The Innovation Unit has been commissioned by the Qatar Foundation to write a book looking at innovation at the interface between work and learning (Learning a Living). When I joined the team writing this book, I had little idea as to the scale of the challenge facing the world’s education systems. The world of work is changing and the skills needed to be successful in this new world are completely different to those the current system is equipped to teach. As a fairly recent graduate (2010), I have first hand experience of the difficulties facing those young people coming out of university, into a world of limited opportunities and intense competition.
I am a member of what sociologists have come to refer to as Generation Y. Born in the 80’s and educated under New Labour, my generation is highly ambitious. Our baby-boomer parents encouraged us to aspire to lives and careers more lucrative, more prestigious and more fulfilling than their own. Tony Blair encouraged us to believe that university attendance was our ticket to the ball game; that a stable, well-paid and rewarding career lay just the other side of graduation.
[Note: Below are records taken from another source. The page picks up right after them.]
PR #68, opened 2020-03-16
Expose '--ctest-pytest-with-coverage' option

christophebedard:
This exposes a `--ctest-pytest-with-coverage` option for `'cmake'` packages. The intent is to use this to generate coverage information for pytest tests with CMake.

Related to  https://github.com/ament/ament_cmake/pull/226

### DIFF
--- a/colcon_cmake/task/cmake/test.py
+++ b/colcon_cmake/task/cmake/test.py
@@ -30,6 +30,10 @@ class CmakeTestTask(TaskExtensionPoint):
             help='Pass arguments to CTest projects. '
             'Arguments matching other options must be prefixed by a space,\n'
             'e.g. --ctest-args " --help"')
+        parser.add_argument(
+            '--ctest-pytest-with-coverage',
+            action='store_true',
+            help='Generate coverage information for Python tests')
 
     async def test(self, *, additional_hooks=None):  # noqa: D102
         pkg = self.context.pkg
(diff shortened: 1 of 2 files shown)


dirk-thomas:
Since this option is not applicable to all CMake packages but only ROS/ament CMake packages this should be added to `colcon-ros` instead.

Before updating this I would recommend to wait for the feedback on ament/ament_cmake#226 to settle. Maybe the best way would be to set the to-be-created CMake option if the existing argument [--pytest-with-coverage](https://github.com/colcon/colcon-core/blob/150255db5acdc242dba06e4cdeca359aee6b50f2/colcon_core/task/python/test/pytest.py#L44) is set?

christophebedard:
> Since this option is not applicable to all CMake packages but only ROS/ament CMake packages this should be added to `colcon-ros` instead.

Makes sense!

> Before updating this I would recommend to wait for the feedback on [ament/ament_cmake#226](https://github.com/ament/ament_cmake/pull/226) to settle.

Will do.

> Maybe the best way would be to set the to-be-created CMake option if the existing argument [--pytest-with-coverage](https://github.com/colcon/colcon-core/blob/150255db5acdc242dba06e4cdeca359aee6b50f2/colcon_core/task/python/test/pytest.py#L44) is set?

Correct me if I'm wrong, but what you're suggesting over in https://github.com/ament/ament_cmake/pull/226#issuecomment-604219217 is to use a CMake `option(...)`, which needs to be set at build time, while that existing `--pytest-with-coverage` flag is used when testing (`colcon test`).

If the above is correct, yes, a similar flag for `colcon build` makes sense.

christophebedard:
I'm going to close this in favour of https://github.com/colcon/colcon-ros/pull/101. Feel free to keep the discussion here or just move it there.

PR #725, opened 2021-01-14
Add scripting define symbols

### LINKED ISSUE #715: Add compile symbol, to know from other packages, that Crest is installed
To improve integration with other packages, it would be useful for CREST to add its own build symbol so that integration with other packages can be managed.

Just add this:

```csharp
using System.Collections.Generic;
using System.Linq;
using UnityEditor;

public class CrestRemoveDefines : UnityEditor.AssetModificationProcessor
{
    static string symbols;

    public static void OnWillCreateAsset(string assetName)
    {
        AddDefineSymbol("CREST");
    }

    public static AssetDeleteResult OnWillDeleteAsset(string assetPath, RemoveAssetOptions rao)
    {
        RemoveDefineSymbol("CREST");

        return AssetDeleteResult.DidNotDelete;
    }

    public static void AddDefineSymbol(string symbol)
    {
        string definesString = PlayerSettings.GetScriptingDefineSymbolsForGroup(EditorUserBuildSettings.selectedBuildTargetGroup);
        List<string> allDefines = definesString.Split(';').ToList();
        allDefines.Add(symbol);
        PlayerSettings.SetScriptingDefineSymbolsForGroup(EditorUserBuildSettings.selectedBuildTargetGroup, string.Join(";", allDefines.ToArray()));
    }

    public static void RemoveDefineSymbol(string symbol)
    {
        string symbols = PlayerSettings.GetScriptingDefineSymbolsForGroup(EditorUserBuildSettings.selectedBuildTargetGroup);

        if (symbols.Contains(symbol))
        {
            symbols = symbols.Replace(symbol + "; ", "");
            symbols = symbols.Replace(symbol, "");
            PlayerSettings.SetScriptingDefineSymbolsForGroup(EditorUserBuildSettings.selectedBuildTargetGroup, symbols);
        }
    }
}
```

Then, from the other scripts, it can be used something like:
```
#if CREST
:
#endif
```

daleeidd:
Fixes #715

Adds global scripting define symbols so other assets know Crest is installed. Symbols are added and removed based on ***this*** file being added and removed make it self-contained.

Tested to be working on both MacOS and Windows.


huwb:
I havent encountered this add/remove pattern, interesting. So the symbol is always added by this file, or not added if the file is not present. And if the file is removed, then it removes the symbol.

is this a pattern you've seen used elsewhere? Will adding the symbol in this way trigger a double-compile, do you think?

daleeidd:
> is this a pattern you've seen used elsewhere?

I haven't.

> Will adding the symbol in this way trigger a double-compile, do you think?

What our parents didn’t realise was that the education system on which they pinned their hopes for us was built for a very different world, one in which basic skills such as memorisation and reproduction of knowledge were valued above all. The world in which Generation Y finds itself (particularly in the West) is dominated by knowledge-intensive, highly sophisticated, service-based industries in which the value of an employee is not defined by his ability to perform tasks and regurgitate knowledge, but on his ability to apply this knowledge in creative ways to solve increasingly complex problems.
At the same time the competitive pressures of globalisation are driving companies to pursue ever greater efficiency, resulting in the blurring of traditional boundaries between work and life, geographic locations and different levels of management. Organisations are using the latest technologies to encourage highly collaborative, highly flexible patterns of work based on the formation of dynamic teams to tackle particular problems (often referred to as Swarming).
Generation Y is well-equipped to take on the new world of knowledge intensive, flexible employment. Having grown up with the internet, ubiquitous advertising and sophisticated branding, Generation Y is well-used to processing large amounts of information and switching focus at a moment's notice. But the education system through which my generation has passed has failed to exploit this potential, doing everything in its power to preserve the traditional approach to learning, focusing on the development of out-dated skills.
Youth unemployment is at record highs (75 million globally). Over the next decade 600 million new jobs will be needed to absorb the 40 million new entrants into the labour market each year, and to clear the backlog of 200 million currently unemployed. The result is a generation of young people poorly equipped for the world in which they find themselves, facing incredibly high levels of competition, yet with aspirations to better the achievements of their parents.
But young people are not without support. My work on Learning a Living has opened my eyes to the potential of new approaches that equip people with the skills necessary to be successful in the 21st century. Some of the innovations highlighted in the book are truly inspiring examples of what can be achieved with a little creativity and a great deal of determination. But these are the outliers.
Despite the good intensions of policy makers and educational providers the world over, many education systems are failing to live up to the example set by the innovators in Learning a Living. I am one of the lucky ones, afforded the time and freedom to take on a series of unpaid internships, providing me with the skills I needed to get a paid position here at the Innovation Unit. For those of my generation who can’t afford to work for free, and for those that feel like they have to, the education system has a lot to answer for.